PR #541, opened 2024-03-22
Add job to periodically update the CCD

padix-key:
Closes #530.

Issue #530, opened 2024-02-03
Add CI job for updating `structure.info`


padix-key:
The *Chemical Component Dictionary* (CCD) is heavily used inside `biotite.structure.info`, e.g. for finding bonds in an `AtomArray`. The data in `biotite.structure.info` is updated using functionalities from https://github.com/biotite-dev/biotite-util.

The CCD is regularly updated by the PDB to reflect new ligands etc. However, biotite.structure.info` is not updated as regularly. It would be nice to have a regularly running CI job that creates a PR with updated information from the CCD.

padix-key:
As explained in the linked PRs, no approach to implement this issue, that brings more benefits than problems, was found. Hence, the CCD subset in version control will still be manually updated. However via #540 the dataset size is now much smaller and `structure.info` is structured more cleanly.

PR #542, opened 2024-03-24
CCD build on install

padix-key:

================================

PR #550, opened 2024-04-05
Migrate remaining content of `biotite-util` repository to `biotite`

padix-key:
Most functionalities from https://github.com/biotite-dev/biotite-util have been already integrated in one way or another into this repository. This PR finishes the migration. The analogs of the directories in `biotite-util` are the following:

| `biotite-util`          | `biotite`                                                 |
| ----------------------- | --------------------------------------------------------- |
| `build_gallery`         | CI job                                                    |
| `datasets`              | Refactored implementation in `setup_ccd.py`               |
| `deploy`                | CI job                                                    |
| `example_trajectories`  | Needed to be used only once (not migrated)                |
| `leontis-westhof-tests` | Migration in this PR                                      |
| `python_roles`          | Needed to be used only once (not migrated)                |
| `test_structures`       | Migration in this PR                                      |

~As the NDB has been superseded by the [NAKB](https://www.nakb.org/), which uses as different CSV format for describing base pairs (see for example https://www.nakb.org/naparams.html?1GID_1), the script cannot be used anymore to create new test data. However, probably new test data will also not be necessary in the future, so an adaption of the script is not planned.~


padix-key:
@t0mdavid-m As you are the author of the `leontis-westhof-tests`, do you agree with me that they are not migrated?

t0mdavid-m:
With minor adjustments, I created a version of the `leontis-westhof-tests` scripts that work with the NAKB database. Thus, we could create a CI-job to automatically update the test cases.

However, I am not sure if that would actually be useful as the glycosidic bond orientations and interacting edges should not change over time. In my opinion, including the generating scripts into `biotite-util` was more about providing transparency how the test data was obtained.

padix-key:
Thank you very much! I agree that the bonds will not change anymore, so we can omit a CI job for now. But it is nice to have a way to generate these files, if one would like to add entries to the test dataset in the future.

================================

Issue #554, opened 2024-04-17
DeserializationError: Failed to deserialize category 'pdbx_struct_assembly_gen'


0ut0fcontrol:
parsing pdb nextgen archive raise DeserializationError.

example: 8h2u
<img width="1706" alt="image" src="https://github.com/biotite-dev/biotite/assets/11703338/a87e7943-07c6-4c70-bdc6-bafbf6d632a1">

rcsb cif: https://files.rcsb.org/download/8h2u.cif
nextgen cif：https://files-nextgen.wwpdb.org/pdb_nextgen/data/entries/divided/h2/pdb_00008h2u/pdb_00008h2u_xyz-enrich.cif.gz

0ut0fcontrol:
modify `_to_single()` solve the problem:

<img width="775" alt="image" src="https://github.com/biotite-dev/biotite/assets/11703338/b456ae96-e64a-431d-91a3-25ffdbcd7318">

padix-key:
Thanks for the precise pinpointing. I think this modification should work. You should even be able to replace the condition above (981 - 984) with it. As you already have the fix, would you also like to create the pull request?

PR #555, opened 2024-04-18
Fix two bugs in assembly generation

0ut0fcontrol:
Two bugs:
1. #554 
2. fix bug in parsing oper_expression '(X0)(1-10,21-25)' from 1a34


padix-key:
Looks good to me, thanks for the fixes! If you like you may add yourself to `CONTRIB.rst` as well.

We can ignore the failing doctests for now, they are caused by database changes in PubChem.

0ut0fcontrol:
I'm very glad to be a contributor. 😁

================================

> Action item: What lines above contain the string "updated"? Copy all of them.

> Response box:
The *Chemical Component Dictionary* (CCD) is heavily used inside `biotite.structure.info`, e.g. for finding bonds in an `AtomArray`. The data in `biotite.structure.info` is updated using functionalities from https://github.com/biotite-dev/biotite-util.
The CCD is regularly updated by the PDB to reflect new ligands etc. However, biotite.structure.info` is not updated as regularly. It would be nice to have a regularly running CI job that creates a PR with updated information from the CCD.
As explained in the linked PRs, no approach to implement this issue, that brings more benefits than problems, was found. Hence, the CCD subset in version control will still be manually updated. However via #540 the dataset size is now much smaller and `structure.info` is structured more cleanly.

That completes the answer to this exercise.